### Work order
Type out the listing again, exactly, with every line included.

### Study material
PR #417, opened 2023-02-02
Drop testing on unsupported symfony versions

### LINKED ISSUE #405: Improve CI for Forks (Sync meta files)
It would be great to improve the CI, to get green testresults in forks.
`Sync meta files` fails in lack of token

Example [Sync meta files](https://github.com/Chris53897/foundry/actions/runs/3978621994/jobs/6820511009#logs)

I am not sure if it is possible and how much work that would be.

kbond:
Also fixes #405... I think, we'll need to test once this is merged.


nikophil (approved):
LGTM

Issue #414, opened 2023-01-25
PHPStan issues


benblub:
I have two different problems with phpstan and foundry.

**1. load state from a story and using it on typed setter.**

Without the docblock where I specify the var creator is from type User i get stan error `Parameter #1 $creator of method App\Tests\Factory\SessionFactory::creator() expects App\Entity\User, object given.`. Using the docblock is just a workaround and error prone. If we use ->object() from a factory proxy object than its correct unwrapped and we have the correct return type in stan. In both cases Proxy.php Line 114 public function object(): object is called. No clue what's the difference. Another solution would be to replace type User with object in the factory `public function creator(object $creator): self`. But that's also a workaround and less type safe as i wanted^^ 

```php
        /** @var User $creator */
        $creator = WondrousUsersStory::load()::get('rolf')->object();

        $this->addState('restaurant', SessionFactory::new()
            ->creator($creator)
            ->create()
        );
```

In the factory
```php
    public function creator(User $creator): self
    {
        return $this->addState(['creator' => $creator]);
    }
```

**2. The second prob occurs with using pools in combination with createMany**

Stan error: `Parameter #2 $objects of method Zenstruck\Foundry\Story::addToPool() expects object, array<App\Entity\Alternative|Zenstruck\Foundry\Proxy> given.`

Currently I using the stan ignore error as workaround 🤦 
```php
        /** @phpstan-ignore-next-line */
        $this->addToPool('alternatives', AlternativeFactory::createMany(5,
            function () use ($session, &$titles) {
                return [
                    'session' => $session,
                    'title' => array_shift($titles),
                ];
            }
        ));
```

Any ideas how to solve this? I'am also not sure the problem is myCode, foundry or stan related.

nikophil:
Hi @benblub 

**For your first question:** the problem is that stories are not tied to only one type and thus cannot be generic, so `SomeStory::get('something')` returns just a `Proxy` in the type system.

On the other hand, factories are tied to a specific type, and can then be generic: PHPStan knows that `UserFactory::createOne()` returns a `Proxy<User>` thanks to its `@extends ModelFactory<User>` annotation.

The only solution here is to use `WondrousUsersStory::rolf()` (this methods automatically exists thanks [to this](https://github.com/zenstruck/foundry/blob/1.x/src/Story.php#L41)) and to document the method in your story:
```php
/**
 * @method rolf(): Proxy<User>
 */
class WondrousUsersStory extends Story
```
[...]

PR #420, opened 2023-02-13
fix return type syntax

benblub:
prevents `PHPDoc tag @method has invalid value (rolf(): User): Unexpected token "\n ", expected type at offset  27` (from the closed issue https://github.com/zenstruck/foundry/issues/414)

the errors occurs from the colon `:`
https://docs.phpdoc.org/3.0/guide/references/phpdoc/tags/method.html

Maybe also hint in the docs that you need to install `phpstan/phpdoc-parser`

### DIFF
--- a/docs/index.rst
+++ b/docs/index.rst
@@ -1843,7 +1843,7 @@ Later, you can access the story's state when creating other fixtures:
         use Zenstruck\Foundry\Story;
 
         /**
-         * @method php(): Category
+         * @method php() Category
          */
         final class CategoryStory extends Story
         {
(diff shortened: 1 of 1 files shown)


docs/index.rst
```diff
@@ -1843,7 +1843,7 @@ Later, you can access the story's state when creating other fixtures:
         use Zenstruck\Foundry\Story;
 
         /**
-         * @method php(): Category
+         * @method php() Category
```
OskarStark:
```suggestion
         * @method Category php()
```

?

benblub: [It looks](https://docs.phpdoc.org/3.0/guide/references/phpdoc/tags/method.html) like the method name are coming after the return type but its not working. The proposed change is tested successful @OskarStark

benblub: ok tested again, you are right 👍 Dunno why both cases works -> phpstan doesn't complain but like written in the docs return before method name..

kbond (approved):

### Solution to this exercise
PR #417, opened 2023-02-02
Drop testing on unsupported symfony versions

### LINKED ISSUE #405: Improve CI for Forks (Sync meta files)
It would be great to improve the CI, to get green testresults in forks.
`Sync meta files` fails in lack of token

Example [Sync meta files](https://github.com/Chris53897/foundry/actions/runs/3978621994/jobs/6820511009#logs)

I am not sure if it is possible and how much work that would be.

kbond:
Also fixes #405... I think, we'll need to test once this is merged.


nikophil (approved):
LGTM

Issue #414, opened 2023-01-25
PHPStan issues


benblub:
I have two different problems with phpstan and foundry.

**1. load state from a story and using it on typed setter.**

Without the docblock where I specify the var creator is from type User i get stan error `Parameter #1 $creator of method App\Tests\Factory\SessionFactory::creator() expects App\Entity\User, object given.`. Using the docblock is just a workaround and error prone. If we use ->object() from a factory proxy object than its correct unwrapped and we have the correct return type in stan. In both cases Proxy.php Line 114 public function object(): object is called. No clue what's the difference. Another solution would be to replace type User with object in the factory `public function creator(object $creator): self`. But that's also a workaround and less type safe as i wanted^^ 

```php
        /** @var User $creator */
        $creator = WondrousUsersStory::load()::get('rolf')->object();

        $this->addState('restaurant', SessionFactory::new()
            ->creator($creator)
            ->create()
        );
```

In the factory
```php
    public function creator(User $creator): self
    {
        return $this->addState(['creator' => $creator]);
    }
```

**2. The second prob occurs with using pools in combination with createMany**

Stan error: `Parameter #2 $objects of method Zenstruck\Foundry\Story::addToPool() expects object, array<App\Entity\Alternative|Zenstruck\Foundry\Proxy> given.`

Currently I using the stan ignore error as workaround 🤦 
```php
        /** @phpstan-ignore-next-line */
        $this->addToPool('alternatives', AlternativeFactory::createMany(5,
            function () use ($session, &$titles) {
                return [
                    'session' => $session,
                    'title' => array_shift($titles),
                ];
            }
        ));
```

Any ideas how to solve this? I'am also not sure the problem is myCode, foundry or stan related.

nikophil:
Hi @benblub 

**For your first question:** the problem is that stories are not tied to only one type and thus cannot be generic, so `SomeStory::get('something')` returns just a `Proxy` in the type system.

On the other hand, factories are tied to a specific type, and can then be generic: PHPStan knows that `UserFactory::createOne()` returns a `Proxy<User>` thanks to its `@extends ModelFactory<User>` annotation.

The only solution here is to use `WondrousUsersStory::rolf()` (this methods automatically exists thanks [to this](https://github.com/zenstruck/foundry/blob/1.x/src/Story.php#L41)) and to document the method in your story:
```php
/**
 * @method rolf(): Proxy<User>
 */
class WondrousUsersStory extends Story
```
[...]

PR #420, opened 2023-02-13
fix return type syntax

benblub:
prevents `PHPDoc tag @method has invalid value (rolf(): User): Unexpected token "\n ", expected type at offset  27` (from the closed issue https://github.com/zenstruck/foundry/issues/414)

the errors occurs from the colon `:`
https://docs.phpdoc.org/3.0/guide/references/phpdoc/tags/method.html

Maybe also hint in the docs that you need to install `phpstan/phpdoc-parser`

### DIFF
--- a/docs/index.rst
+++ b/docs/index.rst
@@ -1843,7 +1843,7 @@ Later, you can access the story's state when creating other fixtures:
         use Zenstruck\Foundry\Story;
 
         /**
-         * @method php(): Category
+         * @method php() Category
          */
         final class CategoryStory extends Story
         {
(diff shortened: 1 of 1 files shown)


docs/index.rst
```diff
@@ -1843,7 +1843,7 @@ Later, you can access the story's state when creating other fixtures:
         use Zenstruck\Foundry\Story;
 
         /**
-         * @method php(): Category
+         * @method php() Category
```
OskarStark:
```suggestion
         * @method Category php()
```

?

benblub: [It looks](https://docs.phpdoc.org/3.0/guide/references/phpdoc/tags/method.html) like the method name are coming after the return type but its not working. The proposed change is tested successful @OskarStark

benblub: ok tested again, you are right 👍 Dunno why both cases works -> phpstan doesn't complain but like written in the docs return before method name..

kbond (approved):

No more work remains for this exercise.